US 6491563 B1
A gravity-deformable toy is formed by interlocking a plurality of flexible struts with a plurality of nodes. Each strut has a truncated sphere on at least one end thereof and each node has a plurality of spherical cavities defined therein. A truncated sphere of a strut is received in a spherical cavity to lock the strut to the node. Each of the struts has a center uniform cylinder having an outer diameter, and a diameter of the truncated sphere. The diameter of the truncated sphere is larger than the diameter of the center uniform cylinder. Each of the cavities has a circular entrance which has a diameter equal to the diameter of the central uniform cylinder and each of the cavities has a diameter equal to the diameter of the truncated sphere. When assembled, the toy is deformed by gravity when pendently supported.

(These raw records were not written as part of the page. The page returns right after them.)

PR #62, opened 2015-09-14
Two identical conditions fail to evaluate correctly

danthorpe:


danthorpe:
@mblsha err, are you still having trouble with two conditions which are the same causing the operation to not start? Would it be possible for you to help me make a test case for this?

mblsha:
It still reproduces on up-to-date swift_2.0 branch with the following patch:

```
diff --git a/OperationsTests/NoFailedDependenciesConditionTests.swift b/OperationsTests/NoFailedDependenciesConditionTests.swift
index 47f525c..c00ebb1 100644
--- a/OperationsTests/NoFailedDependenciesConditionTests.swift
+++ b/OperationsTests/NoFailedDependenciesConditionTests.swift
@@ -115,6 +115,8 @@ class NoFailedDependenciesConditionTests: OperationTests {
         let dependency = GroupOperation(operations: [childOperation])
         operation.addDependency(dependency)
         operation.addCondition(NoFailedDependenciesCondition())
+        operation.addCondition(NoFailedDependenciesCondition())
+        operation.addCondition(NoFailedDependenciesCondition())
 
         var receivedErrors = [ErrorType]()
         operation.addObserver(BlockObserver { (_ , errors) in
```

If three conditions are not enough, just add a couple more :-)

mblsha:
Now tried it on master branch with Xcode 6.4, and instead of timing out it fails with a `receivedErrors.count` mismatch (it's greater than 1).

So probably one can debug this by (Xtracing)[https://github.com/johnno1962/Xtrace] the NSOperations subclass on both `master` and `swift_2.0` branches to note the differences in calls. Or maybe there's an other way to debug this.

danthorpe:
Okay, cool. Well.... looking at the Swift 1.2 (development/master) branches, then this isn't a bug, and is correct behavior. Each condition is treated separately, so the test fails because the assert is incorrect - there should be N errors for N failing conditions.

I will investigate what is happening on Swift 2.0 - this branch will need to be dumped though, as it's branched from development.

danthorpe:
This whole bug is just so weird though. I've got it so that even adding

```swift
op.addCondition(BlockCondition { true })
op.addCondition(BlockCondition { true })
```

means that the parent `NSOperation` readiness is never reached... I'm thinking that perhaps the conditions needs to be a `Set` but I *really* don't want to have to enforce `Hashable` on the `OperationCondition` protocol, or that conditions must be `class`.

I'm going to have to think some more about this. At the moment, I guess all I can think is, just don't attach identical conditions to the same operation... not very helpful I know.

mblsha:
You seem to be right: I've added 6 different types of conditions, and Operation starts just fine:
```
        operation.addCondition(NoFailedDependenciesCondition())
        operation.addCondition(BlockCondition { true })
        operation.addCondition(MutuallyExclusive<UIViewController>())
        operation.addCondition(NegatedCondition(BlockCondition { false }))
        let condition = ReachabilityCondition(url: NSURL(string: "http://apple.com")!, reachability: TestableReachability(networkStatus: .Reachable(.ViaWiFi)))
        operation.addCondition(condition)
        operation.addCondition(SilentCondition(BlockCondition{ true }))
```

I've tried running the timeouting test with ARC, but it detected no memory errors. Maybe it still overwrites some portion of NSOperation's memory without triggering ARC's alarm bells. Weird.

danthorpe:
That's an interesting idea about ARC / memory layout. And, it has to be something odd like that related to `NSOperation` or Xcode 7 GM as I added some logging of `super.ready` and it is just stuck on `false` - plus it's not re-produceable in Xcode 6.4, and the diff is actually fairly minor & unrelated.

I think maybe the next step is to try in the Xcode 7.1 beta.

mblsha:
Same timeout on current Xcode 7.1 beta.

danthorpe:
Okay - thanks @mblsha, I've not had a change to install it yet. I'm going to get in touch with Dave DeLong about this, he might be able to shed some light as he can talk to the  engineer who works on `NSOperation`.

mblsha:
Strangely enough, I'm unable to reproduce the issue by modifying `Advanced NSOperations` source code.

mblsha:
Fixed in #86

PR #81, opened 2015-09-15
Add or make visible some convenience functions

jshier:
Creates `addOperations()` on `GroupOperation` so multiple operations can be added simultaneously.

Makes `addDependencies()` public, so it can be used outside the framework.

What kind of tests do I need to write?

### DIFF
--- a/Operations/Operations/GroupOperation.swift
+++ b/Operations/Operations/GroupOperation.swift
@@ -54,6 +54,10 @@ public class GroupOperation: Operation {
     public func addOperation(operation: NSOperation) {
         queue.addOperation(operation)
     }
+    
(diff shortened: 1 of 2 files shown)


danthorpe:
Err, the unit tests are failing because for Swift 2.0 they need to on a branch named... "swift_2/<< feature name >>"

I can take care of this though - all good ease of use additions!

danthorpe:
I think also... I'm going to remove the `waitUntilFinished:` API. Because it's really not a good idea to block the queues.

danthorpe:
@jshier I've implemented your same changes with a test in #82. Will close this PR, but thanks for the input, very happy to receive such contributions. This week I'll be moving Swift 2.0 branch to the master/development, and versioning 1.0 and 2.0, so development will be a lot easier soon.

PR #85, opened 2015-09-18
Fix errors in Permissions Example

danthorpe:
https://github.com/danthorpe/Operations/blob/development/examples/Permissions/Podfile has a line:

    pod 'YapDatabaseExtensions', :git => 'https://github.com/danthorpe/YapDatabaseExtensions.git', :branch => 'swift_2.0'

But there is no swift_2.0 branch in that repository.


danthorpe:
@Abizern okay, the example works. You shouldn't even need to run `pod install`. It's pretty basic at the moment. Just change the team to your own so that you can run it on a device.

Also, the code which is doing the permission checking, I'm working on something to make this a lot easier for any permission type, so, most of that boiler plate will disappear.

1. A construction toy comprising: a plurality of resilient node elements and a plurality of resilient flaccid, one-piece strut elements removably interconnected with said node elements to form flexible multi-dimensional configurations, each of said strut elements formed as a center uniform cylinder, at each end of which are congruent truncated spheres of larger diameter than the diameter of the cylinder each strut having a length, each of said node elements configured as a flexible sphere with a plurality of truncated spherical cavities formed therein, each of said cavities having a diameter congruent to the truncated sphere elements of said struts, and said cavities having circular openings to the exterior of the node of a diameter congruent to the cross sectional diameter of the cylindrical portion of said struts, each of said spherical nodes having an outer diameter equal to twice the diameter of a cavity plus an interior web thickness, the length of one strut being a multiple of the length of another strut plus one less than the multiple multiplied times the web thickness, said struts and said node elements being connected together and forming a gravity-deformable toy.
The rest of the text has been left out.